Alternative Solutions Considered

We also brainstormed a few other ways to tackle this problem, but they each had their own downsides:

  1. Separate “Archived Plans” Tab: We could keep the current Jobs list as is (ephemeral) but add a new tab that lists plans found on disk. But then users might get confused about where to look for plans.
  2. Persist Job Metadata in Redis (or DynamoDB): We could write a small record to Redis each time a plan completes and rebuild the UI from Redis keys at startup. But this introduces a second persistence strategy, and if the cache gets flushed, the index is lost.
  3. Force Containers to Run in “Sticky” Mode: We could disable automatic task replacement to avoid losing UI state. But this defeats the purpose of using ECS for automatic updates and rescheduling.

Let's break down these alternatives a bit further. The "Archived Plans" tab idea, while seemingly straightforward, could lead to a fragmented user experience. Users might not immediately know whether to look in the current Jobs list or the Archived Plans tab, potentially causing confusion and frustration. The separation of views could also make it harder to track the complete history of a plan execution, as users would need to switch between tabs to piece together the information.

Persisting job metadata in Redis or DynamoDB has its merits, but it also introduces additional complexity. Maintaining two separate persistence mechanisms (plans on EFS and metadata in Redis) can be challenging, especially when it comes to ensuring consistency and data integrity. A cache flush in Redis could result in the loss of valuable metadata, leaving the UI incomplete despite the plan files still being available on EFS. This approach also adds operational overhead, as we would need to manage and monitor the Redis or DynamoDB instance.

Forcing containers to run in "sticky" mode is the most operationally restrictive option. While it would prevent the loss of UI state during container restarts, it would also negate the benefits of using ECS for automatic scaling and updates. This approach would make it harder to deploy new versions of Atlantis and could lead to downtime or service disruptions. It's simply not a viable option for environments that require high availability and continuous deployment.

Why Re-hydrating from EFS Wins

Given all these trade-offs, re-hydrating the Jobs list directly from EFS seems like the sweet spot. It balances user experience and architectural simplicity. Plus, it aligns perfectly with how plan artifacts are already stored today. It’s all about sticking with what works and making it even better!

Think about it: we’re already storing the plan files on EFS, so why not leverage that? By scanning EFS for existing plans, we can rebuild the UI state without introducing new dependencies or persistence mechanisms.

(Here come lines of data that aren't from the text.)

PR #959, opened 2026-06-13
rp2xxx fixes

Grazfather:
1. Flash size was incorrect for pico 2 and some third-party RP2350 boards. Fix them.
2. Fix link type in boot meta: It is an offset, not a pointer.
3. Explicitly set the size of the `Item` types so that we don't accidentally break them.

### DIFF
--- a/port/raspberrypi/rp2xxx/src/hal/bootmeta.zig
+++ b/port/raspberrypi/rp2xxx/src/hal/bootmeta.zig
@@ -3,7 +3,7 @@ const std = @import("std");
 const microzig = @import("microzig");
 const arch = @import("compatibility.zig").arch;
 
-pub const image_def_block = if (microzig.config.ram_image and arch == .arm) Block(packed struct {
+pub const image_def_block = if (microzig.config.ram_image and arch == .arm) Block(packed struct(u128) {
     image_def: ImageDef,
     entry_point: EntryPoint(false),
 }){
@@ -24,7 +24,7 @@ pub const image_def_block = if (microzig.config.ram_image and arch == .arm) Bloc
             .sp = microzig.utilities.get_end_of_stack(),
         },
     },
-} else Block(packed struct {
+} else Block(packed struct(u32) {
     image_def: ImageDef,
 }){
     .items = .{
--- a/port/raspberrypi/rp2xxx/src/hal/bootmeta.zig
+++ b/port/raspberrypi/rp2xxx/src/hal/bootmeta.zig
@@ -3,7 +3,7 @@ const std = @import("std");
 const microzig = @import("microzig");
 const arch = @import("compatibility.zig").arch;
 
-pub const image_def_block = if (microzig.config.ram_image and arch == .arm) Block(extern struct {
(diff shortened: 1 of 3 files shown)


port/raspberrypi/rp2xxx/src/hal/bootmeta.zig
```diff
@@ -3,7 +3,7 @@ const std = @import("std");
 const microzig = @import("microzig");
 const arch = @import("compatibility.zig").arch;
 
-pub const image_def_block = if (microzig.config.ram_image and arch == .arm) Block(extern struct {
+pub const image_def_block = if (microzig.config.ram_image and arch == .arm) Block(packed struct {
```
mattnite: Please include the backing integer for the packed struct, that's required upstream

port/raspberrypi/rp2xxx/src/hal/bootmeta.zig
```diff
@@ -24,8 +24,7 @@ pub const image_def_block = if (microzig.config.ram_image and arch == .arm) Bloc
             .sp = microzig.utilities.get_end_of_stack(),
         },
     },
-    .link = microzig.options.hal.bootmeta.next_block,
-} else Block(extern struct {
+} else Block(packed struct {
```
mattnite: ditto

mattnite (changes requested):
These then I'll force myself to read about bootmeta before merging.

port/raspberrypi/rp2xxx/src/hal/bootmeta.zig
```diff
@@ -100,8 +101,8 @@ pub const ImageDef = packed struct {
 
 pub fn EntryPoint(with_stack_limit: bool) type {
     if (with_stack_limit) {
-        return extern struct {
-            header: packed struct {
+        return packed struct(u128) {
+            header: packed struct(u32) {
```
tact1m4n3, line 105: What is the reason for replacing all externs with packed (just wondering)?

port/raspberrypi/rp2xxx/src/hal/bootmeta.zig
Grazfather: Do you mean that all packed structs will require the size? I'd rather not put it here, since it's derived from the size of its fields, and I set it there. If we were to change this, we'd have to manually add up the sizes of all of fields.

port/raspberrypi/rp2xxx/src/hal/bootmeta.zig
Grazfather: as I understand, packed structs are 'now' the correct way to bit pack. And by using them, we can say how large they are and catch in the compile if the size changes. I accidentally changed the size of a field and it bit me :)

port/raspberrypi/rp2xxx/src/hal/bootmeta.zig
mattnite: Yes, that's exactly what I mean

Grazfather: OK done.

mattnite (approved):

PR #960, opened 2026-06-13
rp2xxx: Fix Adafruit boards

Grazfather:
I noticed that my Adafruit Feather rp2350 worked when I first flashed it, but not after a reset or power cycle.

Digging through some code, I found a commit that added support for the Adafruit Feather to the arduino-pico core:

https://github.com/earlephilhower/arduino-pico/commit/163b209d#diff-d0d48a8d47fd5d31e3bc70b12159bdcb23a5ab82460bb5972cf61776f4d6768aR34-R42

It sets `PICO_XOSC_STARTUP_DELAY_MULTIPLIER=64`.

Seems that these boards have shakier clocks.

This change adds support for an optional
`xosc_startup_delay_multiplier`, which increases the startup_delay_ms when setting up the external oscillator.


mattnite (approved):
Great find, and addition! smh I hope it was worth it adafruit

PR #963, opened 2026-06-20
nrf5x: Add nice!nano board

kotokrad:
- Add nice!nano board

Tested on an original nice!nano and a "promicro nrf52840" clone.

But this board is shipped with Adafruit UF2 bootloader which supports SoftDevice, so the flashing offsets are different.
Does it make sense to add it separately from #921?

### DIFF
--- a/port/nordic/nrf5x/build.zig
+++ b/port/nordic/nrf5x/build.zig
@@ -20,6 +20,9 @@ boards: struct {
         microbit_v1: *const microzig.Target,
         microbit_v2: *const microzig.Target,
     },
+    nicekeyboards: struct {
+        nice_nano: *const microzig.Target,
+    },
 },
 
 pub fn init(dep: *std.Build.Dependency) Self {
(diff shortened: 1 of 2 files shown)


port/nordic/nrf5x/build.zig
```diff
@@ -191,6 +194,30 @@ pub fn init(dep: *std.Build.Dependency) Self {
...
+                    .preferred_binary_format = .{ .uf2 = .{ .family_id = .NRF52840 } },
+                    .chip = .{
+                        .name = "nrf52840",
+                        .url = "https://www.nordicsemi.com/products/nrf52840",
+                        .register_definition = .{
+                            .svd = nrfx.path("mdk/nrf52840.svd"),
+                        },
+                        .memory_regions = &.{
+                            .{ .tag = .flash, .offset = 0x00026000, .length = 0x100000 - 0x26000, .access = .rx },
+                            .{ .tag = .ram, .offset = 0x20002800, .length = 0x40000 - 0x2800, .access = .rwx },
```
Grazfather: Where are you getting these? This is your attempts to not trample the uf2 bootloader? Not sure if we'd want to add a separate target for if/when we want to flash directly. Is the ram allocation just for the softdevice? Does your uf2 bootloader fill that up?

kotokrad: Yeah the ram offset was from my attempts to make it work. The 0x2800 is from #921 - this is ram reserved for softdevice. Now I discovered that for disabled softdevice it should start at 0x20000008 - MBR reserves 8 bytes for interrupt forwarding.
(Also with `cpu.ram_vector_table = true` it's not needed, interrupts work with ram starting at 0x20000000).

As for flash, 0x0000-0x1000 is MBR, then everything until 0x00026000 is reserved for softdevice (S140 6.1.1 in this case, different for other versions). Writing there breaks everything.

Many popular boards use this bootloader, I think there should be support for building uf2 for it without flashing actual softdevice binaries and allocating ram.

mattnite: Heads up @kotokrad that PR was AI generated. It's from when I was doing too much of that, so I need to comb through the entire thing and validate it on hardware before any of it gets in. This PR looks good to me though

mattnite (approved):

PR #966, opened 2026-06-25
sorcerer: Update to zig 0.16

piotrfila:
Also makes regz and all the build scripts compilable with both zig 0.16 and 0.17.

The dual zig version support is probably not a great idea long term, but makes sense until dvui updates. The anyverz module could be deleted then.

I had to remove the translate-c dependency from libxml2 so that it's not neccessary to switch between dependency versions, which is not trivial.


mattnite:
The solution to this is to create a branch for microzig targetting 0.16.0. With the changes to translate-c, it is not worth the challenges of supporting both 0.16 and 0.17 in the same version.

From my upgrading, 0.16 had some issues so we're going to follow 0.17.0-dev until the next release. Once we have that next release we'll be in a better place to have sorcerer caught up.

PR #972, opened 2026-07-13
new port: MSPM0

piotrfila:
This PR adds support for the MSPM0 family as well as some improvements to regz. There is HAL support for gpio and uart so far.

I only have the MSPM0C1104 on hand, but other variants should be easy to support as well.

One issue that will arise if we want to support the variants with more peripheral instances is that all the generated registers have the peripheral instance number prefixed to their name, which should probably be removed with a new type of regz patch. I tried to add this kind of patch, but my familiarity with SQL is very limited, so I postponed it for now.

### DIFF
--- a/port/texasinstruments/mspm0/src/hal/Uart.zig
+++ b/port/texasinstruments/mspm0/src/hal/Uart.zig
@@ -91,6 +91,88 @@ pub fn read(self: Uart) ?u8 {
     return @intFromEnum(self.regs.UART0_TXDATA.read().DATA);
 }
 
+pub const Writer = struct {
+    const vtable: *const std.Io.Writer.VTable = &.{
+        .drain = drain,
+    };
+
+    instance: Uart,
+    seek: usize = 0,
+    interface: std.Io.Writer,
+
+    pub fn drain(w: *std.Io.Writer, data: []const []const u8, splat: usize) std.Io.Writer.Error!usize {
+        _ = splat;
+        const self: *Writer = @fieldParentPtr("interface", w);
+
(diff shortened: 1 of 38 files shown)


port/texasinstruments/mspm0/src/hal/Uart.zig
```diff
@@ -0,0 +1,207 @@
...
+    const reg_idx = std.meta.fieldIndex(peri_types.uart0, register_name) orelse
+        @compileError("No register " ++ register_name ++ " in uart0.");
+    const Reg = std.meta.fieldTypes(peri_types.uart0)[reg_idx].underlying_type;
+
+    const fld_idx = std.meta.fieldIndex(Reg, field_name) orelse
+        @compileError("No field " ++ field_name ++ " in uart0." ++ register_name ++ ".");
+    return std.meta.fieldTypes(Reg)[fld_idx];
+}
+
+// Maybe move this into core?
```
mattnite: Yes please do this, maybe in utilities for now?

mattnite (changes requested):
🤌 absolutely lovely patch!

Just that one suggestion for the frac div and we're good to go.

port/texasinstruments/mspm0/src/hal/Uart.zig
piotrfila: Done. I also updated some existing code to use this helper. There are more places where this could be used, but they are less trivial and I don't want to risk regressions.

mattnite (approved):
AND you added it in other places! 10/10

PR #979, opened 2026-07-15
fix(cortex-m): add missing return in set_pending/clear_pending for m0…

by965738071:
fix(cortex-m): add missing return in set_pending/clear_pending for m0…


mattnite (approved):

Grazfather:
Why return? Can't we just put the `@compileError` in an else case? That way we follow the semantics of all the switch cases.

mattnite (changes requested):
Yeah, @Grazfather is right, please put it in an else

PR #981, opened 2026-07-15
fix(msp430): correct memset and memcpy assembly operand order for TI …

by965738071:


mattnite:
How did you validate this fix?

This approach keeps the architecture clean and straightforward, making it easier to maintain and troubleshoot. It also ensures that the UI accurately reflects the actual plans that have been executed, providing a reliable source of truth for users.

Moreover, re-hydrating from EFS provides a seamless user experience. Users can access the complete history of plans, even after container restarts, without having to navigate to different views or tabs. This consistency is crucial for maintaining a smooth workflow and ensuring that users have the information they need at their fingertips. By focusing on simplicity and usability, we can make Atlantis an even more valuable tool for infrastructure as code management.

In conclusion, the re-hydration approach strikes the right balance between functionality, maintainability, and user experience. It addresses the core issue of UI state persistence in a straightforward and efficient manner, while minimizing the risks and complexities associated with alternative solutions. This makes it the most compelling option for enhancing the Atlantis UI and providing a more robust and reliable experience for our users.

Next Steps

So, what’s next? Let's keep this conversation going! Share your thoughts, ideas, and concerns. Together, we can make the Atlantis UI even better and more user-friendly. Let's make managing our infrastructure a breeze, guys!